▶ **DATA FOR THE TASK**:
PR #19337, opened 2022-06-19
Add xilinx-runtime

bryanloz-xilinx:
Checklist
- [x] Build number is 0.


bryanloz-xilinx:
@conda-forge/help-c-cpp this is ready for review.

bryanloz-xilinx:
I am @bryanloz-xilinx and I am willing to be listed as a maintainer.
In the future I would like to recruit more helpers.

bryanloz-xilinx:
@xhochy I changed source branch to get rid of the history of the 175K patch file. Hence I had to make a new PR.
I listened to your advice regarding the run requirements. With the current run requirements the tests will fail. I also don't expect the build to go through in the CI because of the underlinking/overlinking error.

bryanloz-xilinx:
@xhochy I keep getting these errors in the CI
```
["  ERROR (xilinx-runtime,lib/libxrt_hwemu.so.2.13.0): .. but ['libprotobuf'] not in reqs/run, (i.e. it is overlinking) (likely) or a missing dependency (less likely)"
```

timsnyder:
I'm happy to be a maintainer on this recipe.  We will eventually use this in https://fires.im/

bryanloz-xilinx:
> I'm happy to be a maintainer on this recipe. We will eventually use this in https://fires.im/

Very impressive work there @timsnyder

recipes/xilinx-runtime/meta.yaml
```diff
@@ -0,0 +1,66 @@
...
+    - cmake
+    - make  # [unix]
+    - pkg-config
+    - git
+
+  host:
+    - python
+    - pybind11
+    - boost
+    - protobuf
```
xhochy, line 34: You need to list all native dependencies you link to here. `libprotobuf` is the C++ part of protobuf whereas `protobuf` is the python package.
```suggestion
    - protobuf
    - libprotobuf
```

recipes/xilinx-runtime/meta.yaml
```diff
@@ -0,0 +1,66 @@
...
+    - libdrm
+    - clhpp
+    - libcurl
+
+  run:
+    - python
+    - {{ pin_compatible('boost-cpp', max_pin='x.x') }}
+    - {{ pin_compatible('openssl', max_pin='x.x') }}
+    - {{ pin_compatible('ncurses', max_pin='x.x') }}
+    - {{ pin_compatible('libprotobuf', max_pin='x.x') }}
```
xhochy, line 46: These should not be needed. As said, `run_exports` takes care of it.
```suggestion
```

xhochy (changes requested):
See comments.

bryanloz-xilinx:
@xhochy Appreciate your time, and help.
This package takes about an hour to build in CI. Hopefully the package builds okay with the current build requirements.

recipes/xilinx-runtime/meta.yaml
```diff
@@ -0,0 +1,66 @@
...
+    - rapidjson
+    - libuuid
+    - libdrm
+    - clhpp
+    - libcurl
+    - openssl
+    - ncurses
+
+  run:
+    - python
```
xhochy, line 46: Ok, `boost-cpp` is a special package and has no run_exports as in most cases, only the headers are used. As it has a `pin_run_as_build` though, adding it as a plain dependency here is sufficient. If you also need Boost.Python, you will also need `boost` listed here.
```suggestion
    - python
    - boost
    - boost-cpp
```

recipes/xilinx-runtime/build.sh
```diff
@@ -0,0 +1,20 @@
+#!/bin/env/bash
+set -e
+
+mkdir -p $SRC_DIR/build-release
+
+cmake \
+  -S $SRC_DIR/src  \
```
xhochy, line 7: Add `$CMAKE_ARGS` to pick up our default arguments.
```suggestion
cmake \
  $CMAKE_ARGS \
  -S $SRC_DIR/src  \
```

recipes/xilinx-runtime/build.sh
```diff
@@ -0,0 +1,20 @@
...
+  -B $SRC_DIR/build-release  \
+  -DCMAKE_BUILD_TYPE=Release \
+  -DCMAKE_PREFIX_PATH=${PREFIX} \
+  -DCMAKE_INSTALL_PREFIX=${PREFIX} \
```
xhochy, line 11: Part of `CMAKE_ARGS`
```suggestion
```

recipes/xilinx-runtime/conda_build_config.yaml
```diff
@@ -0,0 +1,10 @@
+c_compiler:
```
xhochy, line 1: Why is this file needed? Can you add a comment or omit it?

bryanloz-xilinx: Our C++ code has only been verified on gcc9. By default gcc will default to gcc12 in conda-forge. So the purpose of this file is to constrain the compiler version on linux. In the future I imagine it would be used to constrain the compiler version for Windows as well. Is this not the correct approach?

xhochy: We try to build all packages with the same compiler on conda-forge. Sticking to older compilers increases maintenance (not only for the package maintainer) and should only be done if things don't work. In this case, I would suspect that compiling with the default compilers should work out of the box.

recipes/xilinx-runtime/meta.yaml
```diff
@@ -0,0 +1,68 @@
...
+    - boost
+    - boost-cpp
+
+test:
+  commands:
```
xhochy, line 51: As this is a python package, is there also a module we could import?

timsnyder:
```suggestion
  imports:
    - pyxrt
  commands:
```

timsnyder (commented):
@bryanloz-xilinx it is going to be great to have this!  I think the only really broken thing I can see is that the `CL/cl_ext_xilinx.h` header needs to be patched or the package won't work if you are trying to use the Khronos' headers from the `ocl-icd` conda package.  The `CL/cl_ext_xilinx.h` header assumes that XRT is installed in it's own separate PREFIX an that the Khronos OpenCL headers are in a later include search path.  The comment I made in the patches section of your meta.yaml points to how I patched things.

I understand that upstream will be reluctant to remove the old `CL/ext.h` header that conflicts with `ocl-icd` due to tests that still use it (see https://github.com/Xilinx/XRT/issues/1339) but unless there is something different in your build than what I had, conda-build isn't going to include the XRT version of that header because it will be seen as already installed by one of the dependencies and there's no way to cleanly support the 'feature' of having `#include <CL/cl_ext.h>` mean:
* really include `CL/cl_ext_xilinx.h`
* which in turn includes the actual `CL/cl_ext.h` from Khronos.

Patching `#include_next` to `#include` may be the only portion that needs to remain in the conda recipe if upstream can't accept it.  I would expect that they could fix the missing `#include <CL/cl_ext_xilinx.h>` patches that I also found.

recipes/xilinx-runtime/build.sh
```diff
@@ -0,0 +1,20 @@
+#!/bin/env/bash
+set -e
+
+mkdir -p $SRC_DIR/build-release
+
```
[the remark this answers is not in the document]
timsnyder: It would be really nice if upstream could be patched to correctly include the generated version artifacts in the release tarballs so that the version information is correct when building from tarball.

recipes/xilinx-runtime/conda.patch
```diff
@@ -0,0 +1,223 @@
...
++#endif()
+diff -Naur XRT-202210.2.13.466/src/CMakeLists.txt work/src/CMakeLists.txt
+--- XRT-202210.2.13.466/src/CMakeLists.txt	2022-04-14 12:29:02.000000000 -0700
++++ work/src/CMakeLists.txt	2022-06-19 10:07:59.471327068 -0700
+@@ -48,8 +48,10 @@
+   -Wno-overloaded-virtual
+    )
+ else()
+-  set(XRT_WARN_OPTS -Wall -Werror )
++  set(XRT_WARN_OPTS -Wall)
```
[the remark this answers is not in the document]
bryanloz-xilinx: @timsnyder yes this gets picked up in the build. CMake will not treat warnings as errors. XRT team was trying to force all warnings to be errors, so that developers would actually fix their warnings. However, this is too draconian when you consider that you need the world to compile your stuff in different environments. In the latest greatest XRT, there is now an option to turn this off, however here, I have to hack it in the patch.

bryanloz-xilinx:
@timsnyder really loving your feedback. I typically never use XRT's python interface, so its really helpful to have your feedback.

recipes/xilinx-runtime/build.sh
```diff
@@ -0,0 +1,20 @@
...
+  -S $SRC_DIR/src  \
+  -B $SRC_DIR/build-release  \
+  -DCMAKE_BUILD_TYPE=Release \
+  -DCMAKE_PREFIX_PATH=${PREFIX} \
+  -DCMAKE_INSTALL_PREFIX=${PREFIX} \
+  -DCMAKE_SKIP_INSTALL_RPATH=ON
+
+cmake --build $SRC_DIR/build-release --parallel ${CPU_COUNT}
+
+cmake --install $SRC_DIR/build-release
```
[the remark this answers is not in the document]
bryanloz-xilinx: @timsnyder I do not intend to include the static libraries. Will double check.

recipes/xilinx-runtime/build.sh
```diff
@@ -0,0 +1,20 @@
...
+
+# XILINX_XRT
+mkdir -p $PREFIX/etc/conda/activate.d
+echo -e "#!/bin/env/bash\nexport XILINX_XRT=\$CONDA_PREFIX\n" > $PREFIX/etc/conda/activate.d/env_vars.sh
```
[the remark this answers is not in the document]
bryanloz-xilinx: @timsnyder ok so what name should I use? `xilinx_runtime_xilinx_xrt.sh`

I like this 1 liner approach, and I'm sure it can be duplicated for the deactivate.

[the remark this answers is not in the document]
timsnyder:
```suggestion
echo -e "#!/bin/env/bash\nexport XILINX_XRT=\$CONDA_PREFIX\n" > $PREFIX/etc/conda/activate.d/${PKG_NAME}_activate.sh
```

recipes/xilinx-runtime/build.sh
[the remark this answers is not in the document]
bryanloz-xilinx: > It would be really nice if upstream could be patched to correctly include the generated version artifacts in the release tarballs so that the version information is correct when building from tarball.

I opened this issue on your behalf: https://github.com/Xilinx/XRT/issues/6794

recipes/xilinx-runtime/build.sh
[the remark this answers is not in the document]
bryanloz-xilinx: @timsnyder When I look at the CMake Infra...

I don't see any option for controlling static or dynamic libs... for example:
https://github.com/Xilinx/XRT/blob/master/src/runtime_src/core/pcie/emulation/cpu_em/CMakeLists.txt#L34

We explicitly build both... and I think they get installed together.

Again, Xilinx does not follow the convention of using -DBUILD_SHARED_LIBS to easily control this.

https://cmake.org/cmake/help/latest/variable/BUILD_SHARED_LIBS.html

Do you want to open an issue against XRT for this?

timsnyder:
Looks like the linux_64 build is still failing in CI.  I'll take a look and see if I can suggest anything.  I'll also try to install it and test it some more.

bryanloz-xilinx:
> Looks like the linux_64 build is still failing in CI. I'll take a look and see if I can suggest anything. I'll also try to install it and test it some more.

I fixed it at one point, my last cleanup push where I removed a few installations must have broken it.

timsnyder:
@bryanloz-xilinx , I also remembered this morning that if you don't patch `xbutil2` like I did in https://github.com/timsnyder/staged-recipes/blob/xilinx-xrt/recipes/xilinx-xrt/build.sh#L32 it will fail to find the testcases for `xbutil validate -d <device>`.  The larger issue at hand is that there are places in the CPP where `/opt/xilinx/xrt` is hardcoded as the prefix and this should probably be cleaned up upstream so that they use a generated file that contains `CMAKE_INSTALL_PREFIX` instead.

bryanloz-xilinx:
> @bryanloz-xilinx , I also remembered this morning that if you don't patch `xbutil2` like I did in https://github.com/timsnyder/staged-recipes/blob/xilinx-xrt/recipes/xilinx-xrt/build.sh#L32 it will fail to find the testcases for `xbutil validate -d <device>`. The larger issue at hand is that there are places in the CPP where `/opt/xilinx/xrt` is hardcoded as the prefix and this should probably be cleaned up upstream so that they use a generated file that contains `CMAKE_INSTALL_PREFIX` instead.

Before I do the next recipe... I am going to drop a nuclear bomb on `/opt/xilinx` in the upstream. Its going to be painful. We have already waited 4 years or more to make this fix... but the longer we wait... the more atrocious it will be to fix.

timsnyder:
It might be even better for the executables to search relative to where they are installed instead of needing to have a hardcoded absolute path that needs to be patched by conda at install time.  The binary string patching works a lot of the time but I know there are also pitfalls and some conda-forge recipes disable it completely.

> We have already waited 4 years or more to make this fix... but the longer we wait... the more atrocious it will be to fix.

I understand how people get used to certain assumptions and how hard it is to break out of those.  I honestly didn't think the patches I needed to do were too onerous and mostly could be cleaned up so that upstream could continue to release things the way they have and also have a conda package that works the same.

> Before I do the next recipe...

What other things are you going to create recipes for?

timsnyder:
@bryanloz-xilinx , given the reply at https://github.com/Xilinx/XRT/issues/6779#issuecomment-1161925441 it seems like the conda package shouldn't include `bin/xbflash`, but only include the `xbflash.qspi`.

recipes/xilinx-runtime/build.sh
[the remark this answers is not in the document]
timsnyder: https://github.com/Xilinx/XRT/issues/6799, in the meantime, you should add a manual remove.  This should cover things:
```suggestion
cmake --install $SRC_DIR/build-release

rm -f $PREFIX/lib/libxrt*.a $PREFIX/lib/libxilinx*.a
```

bryanloz-xilinx:
@xhochy hope you are doing well! When you have a minute, can you please let me know what the next step is? Thanks again for your guidance!

recipes/xilinx-runtime/meta.yaml
```diff
@@ -0,0 +1,70 @@
...
+    - pybind11
+    - boost
+    - boost-cpp
+    - protobuf
+    - libprotobuf
+    - rapidjson
+    - libuuid
+    - libdrm
+    - clhpp
+    - libcurl
```
xhochy, line 41: The log output suggest that this isn't needed.
```suggestion
```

▶ **WHAT THE EXERCISE ASKS**: List every line from the entries above in which "larger" appears.

▶ **SOLUTION FOR THIS TASK**:
@bryanloz-xilinx , I also remembered this morning that if you don't patch `xbutil2` like I did in https://github.com/timsnyder/staged-recipes/blob/xilinx-xrt/recipes/xilinx-xrt/build.sh#L32 it will fail to find the testcases for `xbutil validate -d <device>`.  The larger issue at hand is that there are places in the CPP where `/opt/xilinx/xrt` is hardcoded as the prefix and this should probably be cleaned up upstream so that they use a generated file that contains `CMAKE_INSTALL_PREFIX` instead.
> @bryanloz-xilinx , I also remembered this morning that if you don't patch `xbutil2` like I did in https://github.com/timsnyder/staged-recipes/blob/xilinx-xrt/recipes/xilinx-xrt/build.sh#L32 it will fail to find the testcases for `xbutil validate -d <device>`. The larger issue at hand is that there are places in the CPP where `/opt/xilinx/xrt` is hardcoded as the prefix and this should probably be cleaned up upstream so that they use a generated file that contains `CMAKE_INSTALL_PREFIX` instead.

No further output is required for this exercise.